$$a>0.$$ $$\sin{a}\leq\frac{a}{\sqrt{1+\frac{a^2}{k}}} $$ Find the minimum of $k$. It’s obvious that we only need to prove the inequality holds when $a\in\left(0 , \frac{\pi}{2}\right)$.
I can prove that the inequality holds when$ a \in \left(0, \frac{\pi}{4}\right)$ and $k=4$. But I am not sure that $k=4$ is the minimum and also works when $a \in \left(\frac{\pi}{4}, \frac{\pi}{2}\right)$.
When $a \in \left(0, \frac{\pi}{4}\right)$:
$\sin{a} \leq a \leq \tan{a}$
Hence $\cos{a} \leq \frac{\sin{a}}{a} \leq \cos{\frac{a}{2}}$
$\cos^2{\frac{a}{2}}=1-\sin^2{\frac{a}{2}} \leq 1-\frac{a^2}{2}$
$\Rightarrow \cos^2{\frac{a}{2}} \leq \frac{1}{1+\frac{a^2}{4}}$
Hence $ \sin{a}\leq\frac{a}{\sqrt{1+\frac{a^2}{4}}}$
Any ideas?
Now that an answer has been accepted, I'll spell out the method I hinted at in a comment, leaving only a couple of details to fill in. (I haven't even checked the details myself, so it would be unwise to take my word for them!)

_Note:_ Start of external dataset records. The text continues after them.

PR #318, opened 2023-02-27
Feature/member edit view

### LINKED ISSUE #272: Add edit view to organization members
Currently we can't set clearance level on users to another level than 0 or 4. We want to be more flexible, but since that setting doesn't fit in the table it is time to have a dedicated edit view for organization members.

This edit view should contain a title containing the username like 'Edit: <username> and a form with, for now, only the following form fields:

- [ ] Clearance level (see screenshot below)
- [ ] Verified (is a on/off toggle, checkbox will work for this)

image

Rieven:
## Changes

- Update view for a particular member (Short view with edits for only member name and trusted clearance level)
- Especially added the radio select for 'trusted clearance level' using new paw design

Created different users for unit tests (superuser, admin, redteamer, client):
1. Updated users and objects of member on the tests
2. Tests for access rights for different members at the member edit view. (ex. clients/redteamers cannot access member edit page, etc..)

Closes #272

## Proof
Added an edit column with an edit button:
image

Update view: (admins and superusers cannot change their own status, blocking themself out)
image

But can edit redteamer or clients
image

Warning trusted clearance level below acknowledged level + automatically setting it at the same level
image

Warning acknowledged level greater than trusted clearance level. User must acknowledge this level to use it.
image

Superuser cannot change trusted clearance level for itself, not neccesary:
image

Superuser can change admin 
image

## Checklist for author(s):

If a non-trivial PR:

```

### What works:

### What doesn't work:

### Bug or feature?:
```

```
```


TwistMeister:
A few remarks, after some functional testing:

- [ ] Organisation admins should be able to edit oragnisation members as wel, with the exception of edition a superuser. In addition: I think we wan't to disable editing the clearance level on a super user. It seems logical to give them clearance
- [ ] level 4 in all cases.
- [ ] We also wan't to lower the "acknowledged clearance level" to the same value, when lowering the "trusted clearance level". When increasing the "trusted clearance level" the "acknowledged level" should stay the same, until the organisation member himself agrees to take the trusted clearance level.

ammar92:
No technical remarks on the code. But please see @TwistMeister's results.

underdarknl:
Can we also show the 'accepted clearance level'? This might help admins understand why a user cannot yet add indemnifications.
Maybe even add a warning if the trusted level is not the same as the accepted level to hint the admin about this.
Obviously, the accepted clearance level should not be editable by the admin.

Rieven:
> Can we also show the 'accepted clearance level'? This might help admins understand why a user cannot yet add indemnifications. Maybe even add a warning if the trusted level is not the same as the accepted level to hint the admin about this. Obviously, the accepted clearance level should not be editable by the admin.

Added:
image

Rieven:
> A few remarks, after some functional testing:
> 
> * [ ]  Organisation admins should be able to edit oragnisation members as wel, with the exception of editing a superuser.
> * [ ]  In addition: I think we wan't to disable editing the clearance level on a super user. It seems logical to give them clearance level 4 in all cases.
> * [x]  We also wan't to lower the "acknowledged clearance level" to the same value, when lowering the "trusted clearance level". When increasing the "trusted clearance level" the "acknowledged level" should stay the same, until the organisation member himself agrees to take the trusted clearance level.

Logged in as admin cannot change superuser (also navigating using the edit link gives a Forbidden 403)
image

rocky/account/forms/account_setup.py
```diff
@@ -168,10 +172,42 @@ class Meta:
...
+        widget=forms.RadioSelect(),
+        help_text=_("Select a clearance level you trust this member with."),
+    )
+
+    def __init__(self, *args, **kwargs):
+        super().__init__(*args, **kwargs)
+        if self.instance.user.is_superuser:
+            self.fields["trusted_clearance_level"].disabled = True
+        if "admin" in self.instance.user.groups.all() or self.instance.user.is_superuser:
+            # There could be a case where you block yourself out of the system
```
TwistMeister, line 194: So it's possible an admin blocks himself? Maybe its better to disable the checkbox for the current user? For sanities sake?

rocky/rocky/templates/partials/cat_paws.html
```diff
@@ -0,0 +1,6 @@
+<ul class="level-indicator l{% if level < 0 %}0{% else %}{{ level }}{% endif %} {{ custom_class }}">
+  <li></li>
+  <li></li>
+  <li></li>
+  <li></li>
+</ul>
```
TwistMeister, line 6: We already had "scan_level_indicator.html" which does this, but more dynamically (instead of having the `li`'s static, it loops over the amount of `scan_levels`. I think you can use that partial and remove this one.

rocky/rocky/templates/organizations/select_clearance_level_radio_input.html
```diff
@@ -0,0 +1,27 @@
...
+  {% for choice in field %}
+    <div class="horizontal-view">
+      <input type="radio"
+             name="{{ field.name }}"
+             value="{{ choice.data.value }}"
+             id="id_{{ field.name }}_{{ forloop.counter0 }}"
+             {% if choice.data.attrs.disabled %} disabled{% endif %}
+             {% if choice.data.attrs.checked %} checked{% endif %}/>
+      <label>
+        <ul class="level-indicator l{{ forloop.counter0 }}">
```
TwistMeister, line 16: I think you could use the `scan_level_indicator` partial for rendering the amount of paws after each radio button.

TwistMeister (changes requested):
Few remarks, haven't reviewed the tests since I don't feel I'm equipped to judge about them.

rocky/account/forms/account_setup.py
Rieven: > 

Which checkbox? I have disabled the dropdown for admins to change their status.

rocky/rocky/templates/partials/cat_paws.html
Rieven: The scan level indicator is used differently :
image

rocky/account/forms/account_setup.py
TwistMeister: Yes, but an organization admin shouldn't be able to block themselfs. If that's not the case then this is fine.

rocky/rocky/templates/partials/cat_paws.html
TwistMeister: They are both ul's with li's that represent cat pawns? Don't really see what's different...

Rieven: `scan_level_indicator` is looping without radio button in the loop

rocky/tests/test_members.py
```diff
@@ -0,0 +1,162 @@
...
+    This will test if a admin from one organization can edit
+    a admin from another organization at the member edit view.
+    """
+
+    request = setup_request(rf.get("organization_member_edit"), admin_member.user)
+    # from OrganizationView
+    with pytest.raises(Http404):
+        OrganizationMemberEditView.as_view()(
+            request, organization_code=admin_member_b.organization.code, pk=admin_member_b.id
+        )
```
dekkers, line 119: What is missing is the case where the user is an admin for organization A but a client for organization B and tries to edit B.

What is also missing is test for the actual post that changes things.

rocky/tests/test_members.py
```diff
@@ -0,0 +1,162 @@
...
+    resulted_request = setup_request(rf.get(response.url), admin_member.user)
+    resulted_response = OrganizationDetailView.as_view()(
+        resulted_request, organization_code=admin_member.organization.code
+    )
+    assert resulted_response.status_code == 200
+
+    # member list has been updated
+    assertContains(resulted_response, "Member name test")
+    assertContains(resulted_response, "Active")
+    assertContains(resulted_response, "Yes (L4)")
```
dekkers, line 145: Instead of calling the OrganizationDetailView and trying to parse the response, just check if it is saved in the database Something like

```
redteam_member.refresh_from_db()
assert redteam_member.trusted_clearance_level == 4
```

rocky/tests/test_members.py
```diff
@@ -0,0 +1,162 @@
...
+        ),
+        admin_member.user,
+    )
+    response = OrganizationMemberEditView.as_view()(
+        request, organization_code=redteam_member.organization.code, pk=redteam_member.id
+    )
+    assert response.status_code == 200
+    assertContains(response, "Member name test")
+    assertContains(response, "blocked")
+    assertContains(response, "l0")
```
dekkers, line 162: You also need to this here to check if the status has changed.

dekkers (changes requested):

rocky/rocky/views/organization_member_edit.py
```diff
@@ -1,53 +1,78 @@
...
+class OrganizationMemberEditView(PermissionRequiredMixin, UserPassesTestMixin, OrganizationView, UpdateView):
+    form_class = OrganizationMemberEditForm
     model = OrganizationMember
     template_name = "organizations/organization_member_edit.html"
     object: OrganizationMember
-    permission_required = "tools.change_organization"
+    permission_required = "tools.change_organizationmember"
+
+    def test_func(self):
+        return not self.get_object().user.is_superuser or self.request.user.is_superuser
```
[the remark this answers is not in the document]
Rieven: This happens at the permission_required attribute which only admins have

rocky/tests/conftest.py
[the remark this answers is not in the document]
Rieven: And why did you you change all test cases from being tested as normal user to being tested as superuser? That can hide problems that happen for normal users but don't happen for superusers because of permissions etc.

All tests used superuser but was called `my_user`

rocky/rocky/templates/partials/cat_paws.html
TwistMeister: Why not do it something like this?

`<input type="radio"
             name="{{ field.name }}"
             value="{{ choice.data.value }}"
             id="id_{{ field.name }}_{{ forloop.counter0 }}"
             {% if choice.data.attrs.disabled %} disabled{% endif %}
             {% if choice.data.attrs.checked %} checked{% endif %}/>
      <label>
          {% include 'partials/scan_level_indicator.html' with value=forloop.counter0 %}
      </label>
      `
      
That way you get pawns rendered as an UL with LI's with unfilled pawns where needed. That's exactly what this component was meant to do.

TwistMeister:
It's possible to assign a clearance level to a client from the Members view. However, clients cannot accept any clearances.

rocky/rocky/templates/organizations/organization_member_edit.html
```diff
@@ -8,35 +8,36 @@
...
-            <div>
-              {% translate 'Goal' %}
-              <div>{{ object.goal }}</div>
-            </div>
+            <legend>
+              {% translate 'Edit' %} {{ object.user.full_name }}
+            </legend>
             {% for field in form %}
-              {% include 'partials/form/field_input_wrapper.html' %}
+              {% if field.name == "trusted_clearance_level" %}
```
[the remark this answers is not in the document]
Rieven: > These 2 fields have an integer field but must be converted to cat paws with scan levels

These 2 fields have an integer field but must be converted to cat paws with scan levels

rocky/account/forms/account_setup.py
Rieven: Logic moved to Views, needed the request

rocky/rocky/views/organization_member_edit.py
```diff
@@ -1,53 +1,78 @@
...
+                    % (tcl, acl, tcl),
+                )
+            if int(tcl) > int(acl):
+                messages.add_message(
+                    self.request,
+                    messages.WARNING,
+                    _(
+                        "You have trusted this member with a higher trusted level than member acknowledged. "
+                        "Member must first accept this level to use it."
+                    ),
```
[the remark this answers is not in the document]
Rieven: was a request from @underdarknl 
https://github.com/minvws/nl-kat-coordination/pull/318#issuecomment-1447771338

rocky/tests/test_members.py
Rieven: See commit: https://github.com/minvws/nl-kat-coordination/pull/318/commits/d2b2b4d21514943d91be4767237549db64ea86e6

rocky/rocky/templates/organizations/organization_member_list.html
```diff
@@ -19,69 +19,89 @@ <h2>{% translate 'Members' %}</h2>
...
-              <td>
-                {% for group in member.user.groups.all %}
-                  {% for permission in group.permissions.all %}
-                    {% if 'can_set_clearance_level' in permission.codename %}
-                      {% if not member.user.is_superuser %}
-                        {% if member.trusted_clearance_level > 0 %}
-                          {% include 'partials/single_action_form.html' with btn_text="Revoke" action='withdraw_clearance' key='member_id' value=member.id btn_class="ghost" %}
-                        {% else %}
-                          {% include 'partials/single_action_form.html' with btn_text="Grant" action='give_clearance' key='member_id' value=member.id %}
+            {% if not member.user.is_superuser or request.user.is_superuser %}
```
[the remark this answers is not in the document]
Rieven: We don't want superuser to end up in the frontend listed nor editing.

rocky/rocky/templates/organizations/organization_member_list.html
```diff
@@ -19,69 +19,89 @@ <h2>{% translate 'Members' %}</h2>
             <th>{% translate 'Status' %}</th>
             <th>{% translate 'Role' %}</th>
             <th>{% translate 'Added on' %}</th>
-            <th>{% translate 'Has trusted permission to set OOI clearance levels' %}</th>
-            <th>{% translate 'Acknowledged permission to set OOI clearance levels' %}</th>
-            <th>{% translate 'Grant/revoke permission to set OOI clearance levels' %}</th>
+            <th>{% translate 'Has trusted permisson to set OOI clearance levels' %}</th>
+            <th>{% translate 'Acknowledged permisson to set OOI clearance levels' %}</th>
+            <th>{% translate 'Grant/revoke permisson to set OOI clearance levels' %}</th>
```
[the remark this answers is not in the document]
Rieven: Moved grant revoke before edit button:
image

rocky/rocky/views/organization_member_edit.py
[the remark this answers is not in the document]
dekkers: I just asked @underdarknl and he agrees that both messages should be INFO instead of WARNING.

rocky/rocky/views/organization_member_edit.py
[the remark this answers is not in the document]
dekkers: The permission can only say that the user is an admin of an organization, not whether the user is an admin of this organisation. If the user is an admin of organization A, but only a client of organization B, the user should not be able to edit members of organisation B. The current code doesn't enforce that.

rocky/tests/conftest.py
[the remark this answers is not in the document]
dekkers: This was not how it was originally implemented, but I see that it somehow got changed from user to superuser in https://github.com/minvws/nl-kat-rocky/pull/115/files#diff-e52e4ddd58b7ef887ab03c04116e676f6280b824ab7469d5d3080e5cba4f2128R27. This was not correct, tests should use a normal user, so all places that used to ues the my_user fixture should be changed to have user, clientuser or client_member fixture instead of superuser.

rocky/rocky/templates/organizations/organization_member_list.html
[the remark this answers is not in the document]
dekkers: I can see that, but that isn't a reason to revert the fix of the spelling error...

rocky/rocky/templates/organizations/organization_member_edit.html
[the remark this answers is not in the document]
dekkers: You can do that in a widget, see https://docs.djangoproject.com/en/4.1/ref/forms/widgets/. But this is also broader than just these changes, so I created #506 for this to clean this up.

rocky/rocky/templates/organizations/organization_member_list.html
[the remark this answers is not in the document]
Rieven: owwww , I didnt see the typo

rocky/tests/test_members.py
dekkers: This means the code that calls OrganizationDetailView can be removed from the test. This makes the test more efficient. Testing OrganizationDetailView itself is already done in other tests.

rocky/tests/test_members.py
dekkers: What you test there is user that is an admin of organization A and not a member of organization B. That is different from a user that is an admin of organization A and a non-admin member or organiation B.

rocky/rocky/urls.py
```diff
@@ -84,7 +84,7 @@
         name="organization_add",
     ),
     path(
-        "<organization_code>/<path:pk>/edit/",
+        "<organization_code>/<int:pk>/edit/",
```
dekkers, line 87: The pk is not necessary here actually, we already have the code, so this can just be `<organization_code>/edit/`

dekkers (changes requested):

rocky/rocky/urls.py
Rieven: Edited in https://github.com/minvws/nl-kat-coordination/pull/318/commits/1602747e044eec605a21b070131e1a33448541b6

rocky/tests/test_members.py
Rieven: You are indeed right. Here admin member of orgA is requesting the MemberEditView of another admin member from orgB using the pk=admin_member_b.id  which will throw this 404, either way if the user is a client or a redteamer it will have the same effect. This comes form the OrganizationView that a user/member cannot even view things from another org. We can remove this test or do you have any idea how to mock this?

dekkers: The issue is when the user is an admin member of orgA and **also a non-admin member of orgB**. This will not throw a 404, because the user is a member of orgB. Permissions are global, so this user will also have the "tools.change_organizationmember" permission. So this user will be able to edit organization members while not being an admin member of orgB.

TwistMeister:
As I said before: It's possible to assign a clearance level to a client from the Members view. However, clients cannot accept any clearances.

Maybe I wasn't clear on this, but it should not be possible to assign a clearance level to clients. It should only be possible to set a clearance level on red teamers and admins (super admins already have it by default).

rocky/rocky/templates/organizations/organization_member_list.html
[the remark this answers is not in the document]
TwistMeister: I may have missed/forgotten the reason, but why don't we want superusers to be listed?

Darwinkel:

### What works:
* New UI is nice and works overall
* No unhandeled errors

### What doesn't work:
* Superadmin member name is "Unset"
image

* "Acknowledged clearance level" does not match actual acknowledged clearance level (should be four paws instead of zero paws)
image


### Bug or feature?:
* The "Grant" button automatically assigns L4 clearance to a user, but this is mentioned nowhere. Does it make sense to automatically assume L4?

image
* From a user perspective, "Unset" and L0 have the same effect. What exactly is the difference between the two from a user perspective?

Rieven:
@Darwinkel 

> * Superadmin member name is "Unset"
Yes, this will be fixed in another branch, the superuser name is indeed Unset but it is nowhere to be set, it will be in @TwistMeister branch

> * "Acknowledged clearance level" does not match actual acknowledged clearance level (should be four paws instead of zero paws)

This is fixed now

> * The "Grant" button automatically assigns L4 clearance to a user, but this is mentioned nowhere. Does it make sense to automatically assume L4? 

This was not added in this feature, but the idea was to grant full access till this moment. Will be refactored in @TwistMeister extended branch

> * From a user perspective, "Unset" and L0 have the same effect. What exactly is the difference between the two from a user perspective?
The idea was that -1 is really unset and untouched by the user. When an admin sets it for example to L0 then we really know that it was intentionally set to L0. If it was L0 at the beginning and the admin sets it to L0, so same you couldn't know the difference.

rocky/rocky/views/organization_member_edit.py
```diff
@@ -26,9 +26,11 @@ def test_func(self):
 
     def get_form(self):
         form = super().get_form()
-        if (self.object.user == self.request.user) or self.request.user.is_superuser:
+        if self.object.user.is_superuser or self.object.user.groups.filter(name=GROUP_ADMIN).exists():
             # There could be a case where you block yourself out of the system
             form.fields["status"].disabled = True
+        if self.object.user.groups.filter(name=GROUP_CLIENT).exists():
```
dekkers, line 32: This does two database queries to check if the user is in a specific group. We should just fetch the groups with self.request.user.groups.all() and then check if the specific group is in the list.

dekkers (approved):

underdarknl (approved):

For all $a \in \left(0, \frac{\pi}{2}\right)$, the terms of the alternating series $$ \sin a = a - \frac{a^3}{6} + \frac{a^5}{120} - \cdots $$ decrease in absolute value. For instance, $\left(\frac{\pi}{2}\right)^2 < 6$. (Check the other terms.) Therefore: \begin{equation} \label{3115111:eq:1}\tag{1} a - \frac{a^3}{6} < \sin a < a - \frac{a^3}{6} + \frac{a^5}{120} \quad \left(0 < a < \frac{\pi}{2} \right). \end{equation}
The right hand side of the desired inequality also has a convergent series expansion, by the generalised binomial theorem: \begin{equation} \label{3115111:eq:2}\tag{2} a\left(1 + \frac{a^2}{k}\right)^{-1/2} = a - \frac{a^3}{2k} + \frac{3a^5}{8k^2} - \frac{5a^7}{16k^3} + \cdots \quad (0 < a < \sqrt{k}). \end{equation} One must check - I haven't! - that the terms of this series, too, alternate in sign and decrease in absolute value. Then: $$ a - \frac{a^3}{2k} < \frac{a}{\sqrt{1+\frac{a^2}{k}}} < a - \frac{a^3}{2k} + \frac{3a^5}{8k^2} \quad (0 < a < \sqrt{k}). $$ If $k < 3$, then for small enough $a$, we will have: $$ \frac{3a^5}{8k^2} < \frac{a^3}{2k} - \frac{a^3}{6}, $$ whence: $$ \frac{a}{\sqrt{1+\frac{a^2}{k}}} < \sin a, $$ i.e. the inequality is false for those values of $a$.
So, we must have $k \geqslant 3$.
From \eqref{3115111:eq:2}: $$ \frac{a}{\sqrt{1+\frac{a^2}{3}}} > a - \frac{a^3}{6} + \frac{a^5}{24} - \frac{5a^7}{432} \quad (0 < a < \sqrt3). $$ The desired inequality follows from this in conjunction with \eqref{3115111:eq:1}, so long as: $$ \frac{a^5}{24} - \frac{5a^7}{432} > \frac{a^5}{120}. $$ This reduces to: $$ a^2 < \frac{72}{25}, \text{ i.e. } a < \frac{6\sqrt2}{5}. $$ This holds - just! - for all $a \in \left(0, \frac{\pi}{2}\right)$. Therefore, the desired inequality is true when $k = 3$.